Gábor Ganczer, CEO of Hungexpo explained in his welcome speech that the HoReCa industry, encompassing hotels, restaurants and cafés, wasn’t licking its wounds during the crisis and instead developed its services, allowing the exhibition to exceed expectations this year. For example, one of the most significant developments of recent years was realized at Hungexpo with Sirha Budapest as its crucial international test, where apart from the domestic participants, professional attendees had the chance to encounter 300 exhibitors from 16 countries.
The foreign exhibitors at this year’s Sirha Budapest event came from countries such as Egypt, Lithuania, France and Greece. A number of other countries (Austria, the Czech Republic, Germany, Poland, Romania and Slovakia) were represented by multiple exhibitors. On this occasion, the largest foreign exhibitor was Italy: many guests flocked to the flavours of Italy stand, where visitors could sample the gastronomy novelties of 20 different firms.
The biannual event again featured a number of professional conferences and roundtable discussions focusing, amongst other things, on the issues of reopening, the challenges of the new situation, the market shift and the situation of the labour market.
Hosted for the 7th occasion this year, the Future Store Innovations stand catered to those looking for the latest commercial solutions and new products across over 700 square metres, featuring 24 co-exhibitors. Apart from the negotiation partners invited in advance, over a thousand guests visited the Future Store stand built by Trade magazine, in the course of Hungarian and English-language guided tours.
Agrármarketing Centrum’s Hungarian Wine Summit attracted great crowds, where 91 domestic winemakers debuted in front of a number of international wine experts and journalists (including a number of Master of Wine writers) and the general audience.
Year after year, the professional competitions and contests are becoming increasingly popular events.For the fifth occasion this year, the event hosted the Sirha Budapest Dessert Competition and the now traditional Communal Catering Chef Competition (KÖSZ). Additionally, thanks to the cooperation of the Hungarian National Gastronomic Association and the Marco Polo Group, the stands at the unique joint cooking event of Italian and Hungarian chefs was filled with audience members.
This year saw the debut of the Sirha COFFEE CHALLENGE barista competition, which was a worthy companion of the Sirha Business Café “coffeehouse”, the meeting point of the coffee and bar trade.
The National Association of Hungarian Confectioners’ award-winning ice cream tasting catered to professionals throughout the three-day event.
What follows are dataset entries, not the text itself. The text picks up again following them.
Issue #416, opened 2018-07-23
Retry Service Dependencies on Startup -- Metadata


tsconn23:
This issue is for making changes to the core-metadata service so that it doesn't rely so much on an explicit start order when deployed to an environment. We should be able to start core-metadata independently of other services, and expect that it will start correctly. Upon startup, core-metadata should retry its connection attempts to other dependencies such as Mongo and Consul rather than exit right away if those platforms aren't up yet. The overall retry window should be configurable.

PR #418, opened 2018-07-23
Core-metadata -- Handle bootstrap dependency timing

tsconn23:
#416 

Submitting as a pattern proposal for solving the above issue. I have an open question in my mind as to whether or not some of this code can make its way into a common internal/pkg implementation, but that refactoring will come later as I see the effect on subsequent services.


tsconn23:
Closing for now. Realized I have more work to do in order to handle the case where none of the dependencies comes up. We need to log that condition and then the service should exit.

PR #421, opened 2018-07-24
 If enabled, mark pushed time after an event is sent in export distro

davidmsh:
This PR is a recreation of my previous one of same purpose since repos of my previous commits is changed to private. I also addressed some of the review comments.


pkg/clients/coredata/event.go
```diff
@@ -469,3 +470,38 @@ func (e *EventRestClient) DeleteOld(age int) error {
 
 	return nil
 }
+
+// Mark event as pushed
+func (e *EventRestClient) MarkPushed(id string) error {
```
tsconn23: Please provide a unit test in event_test.go for this new method.

tsconn23:
@janko-isidorovic @drasko Would appreciate your review on this PR which replaces https://github.com/edgexfoundry/edgex-go/pull/370. Also, as I noted there, this work should also be pulled into the California branch for 0.6.1 release.

export/distro/registrations.go
```diff
@@ -157,7 +157,17 @@ func (reg registrationInfo) processEvent(event *models.Event) {
 		encrypted = reg.encrypt.Transform(compressed)
 	}
 
-	reg.sender.Send(encrypted, event)
+	if reg.sender.Send(encrypted, event) && configuration.MarkPushed {
+		go func() {
```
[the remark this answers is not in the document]
davidmsh: Looks like I misused the anonymous goroutine here. I will change the markPushed call to be inline

pkg/clients/coredata/event.go
davidmsh: Will do

pkg/clients/coredata/event.go
```diff
@@ -469,3 +470,38 @@ func (e *EventRestClient) DeleteOld(age int) error {
...
+	req, err := http.NewRequest(http.MethodPut, e.url+"/id/"+id, nil)
+	if err != nil {
+		fmt.Println(err)
```
drasko: Please do not print on console. Log instead.

davidmsh: @drasko looks like all other methods print on console in this source file. Do you want to change them all ?

pkg/clients/coredata/event.go
davidmsh: @tsconn23 I have pushed couple commits adding a test case and change make code in goroutine in line. Let me know if you have further concerns except for @drasko 's below.

pkg/clients/coredata/event.go
davidmsh: @drasko  And since we always return the errors to the client, do we really need to log the errors ? We probably can let the client decide what to do with the errors. In some cases, the client may not want it logged.

cloudxxx8: @drasko 
Please see the content of this file
https://github.com/edgexfoundry/edgex-go/blob/master/pkg/clients/coredata/event.go

There are lots of places using fmt.Println in this file, so it is another issue.  David just followed the same convention in this file.  We should create another issue and PR to fix this.  Please help merge this PR first.  Thanks.

@SteveOss  please help comment.  Thanks.

tsconn23:
recheck

Issue #410, opened 2018-07-20
HTTP 503 -> 500 in support-logging service


tsconn23:
Refactor support-logging API implementation and associated RAML so that all cases where HTTP 503 (Service Unavailable) is returned are replaced with the more appropriate HTTP 500 (Internal Server Error).

tsconn23:
Associated with #284

brandonforster:
Closing this issue as the PR has been merged.

PR #423, opened 2018-07-25
Attempting to make RAML and code for support-logging agree

brandonforster:
#410 

This is my first strike at the problem. I removed a lot of error messages that don't seem possible since there doesn't appear to be error handling for those execution paths, would we rather add error handling for those?

### DIFF
--- a/api/raml/support-logging.raml
+++ b/api/raml/support-logging.raml
@@ -58,7 +58,9 @@ schemas:
           }
     responses:
       202:
-        description: return 202 Accepted to clients with timestamp being accepted.
+        description: accepted to clients with timestamp being accepted.
+      503:
+        description: creation request is malformed
   /{limit}:
     uriParameters:
       limit:
@@ -67,10 +69,8 @@ schemas:
         example: 10
     get:
       responses:
-        413: 
-          description: if the number of events exceeds the current max limit
-        503: 
-          description: for unknown or unanticipated issues.
+        400: 
+          description: request is malformed
         200:
           description: list a collection of LogEntry - limited in size by the limit parameter
           body:
@@ -117,7 +117,7 @@ schemas:
       responses:
         413: 
           description: if the number of events exceeds the current max limit
-        503: 
+        500: 
           description: for unknown or unanticipated issues.
         200:
           description: list a collection of LogEntry created between the specified start and end dates - limited in size by the limit parameter
@@ -169,7 +169,7 @@ schemas:
       responses:
         413: 
           description: if the number of events exceeds the current max limit
-        503: 
+        500: 
           description: for unknown or unanticipated issues.
         200:
           description: list a collection of LogEntry matching any of the specified labels and being created between the specified start and end dates - limited in size by the limit parameter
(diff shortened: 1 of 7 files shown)


tsconn23:
recheck

api/raml/support-logging.raml
```diff
@@ -58,7 +58,9 @@ schemas:
           }
     responses:
       202:
-        description: return 202 Accepted to clients with timestamp being accepted.
+        description: accepted to clients with timestamp being accepted.
+      503:
```
tsconn23: I think you may have meant for this to be a 400...?

api/raml/support-logging.raml
```diff
@@ -67,10 +69,8 @@ schemas:
         example: 10
     get:
       responses:
-        413: 
-          description: if the number of events exceeds the current max limit
-        503: 
-          description: for unknown or unanticipated issues.
+        400:
```
tsconn23: You'll want to keep the 413 here. It's indicating that there is more data to return than what the client asked for. Since that's determined on the server and not specifically by the request, 413 is appropriate. However the DB query should cap the number of records returned, so I don't think this will be frequent.

api/raml/support-logging.raml
```diff
@@ -67,10 +69,8 @@ schemas:
         example: 10
     get:
       responses:
-        413: 
-          description: if the number of events exceeds the current max limit
-        503:
```
tsconn23: This should be a 500. Looks to be removed altogether from the new file.

tsconn23:
@brandonforster FYI, build is failing due code changes breaking unit tests. You can execute unit tests locally by running "make test". From the logs:

```
2018/07/26 13:46:39 http: multiple response.WriteHeader calls
--- FAIL: TestGetLogs (0.01s)
    --- FAIL: TestGetLogs/limitToLow (0.00s)
    	server_test.go:204: Returned status 200, should be 413
2018/07/26 13:46:39 http: multiple response.WriteHeader calls
2018/07/26 13:46:39 http: multiple response.WriteHeader calls
2018/07/26 13:46:39 http: multiple response.WriteHeader calls
2018/07/26 13:46:39 http: multiple response.WriteHeader calls
2018/07/26 13:46:39 http: multiple response.WriteHeader calls
2018/07/26 13:46:39 http: multiple response.WriteHeader calls
2018/07/26 13:46:39 http: multiple response.WriteHeader calls
2018/07/26 13:46:39 http: multiple response.WriteHeader calls
2018/07/26 13:46:39 http: multiple response.WriteHeader calls
FAIL
coverage: 69.2% of statements
FAIL	github.com/edgexfoundry/edgex-go/internal/support/logging	0.0
```

tsconn23:
@brandonforster Still need 500 responses restored on delete endpoints. Also, as discussed Friday afternoon, need to not bury the errors in mongo.go in order to return those 500s. See remove() and find() methods.

tsconn23:
@brandonforster This looks pretty good although there are a couple delete endpoints in the RAML only returning 200s and a 500 response should be included. These are the endpoints:
```
/logLevels/{logLevels}/originServices/{originServices}/labels/{labels}/{start}/{end}:
/originServices/{originServices}/{start}/{end}:
```

Also do a `git pull --rebase upstream master` and then push to origin to clear the "out of date" message above.

tsconn23:
recheck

The submissions for the János Pataki commemorative competition were also highly popular and the preliminary jurying for the Cake of Hungary competition also attracted many visitors, where the members of the professional panel selected the five most promising cakes that qualified for the next round of selection.
As customary, the Sirha Budapest Innovation Product Competition awards, jointly hosted with Trade magazine, were presented at the exhibition’s opening ceremony. During the evaluation of the 31 submissions of outstanding quality, the jury expanded the previous 5 categories to a total of 8 different fields. Visitors at the exhibition had a chance to survey the submissions of the competition’s finalists at the exhibition’s Innovation stand.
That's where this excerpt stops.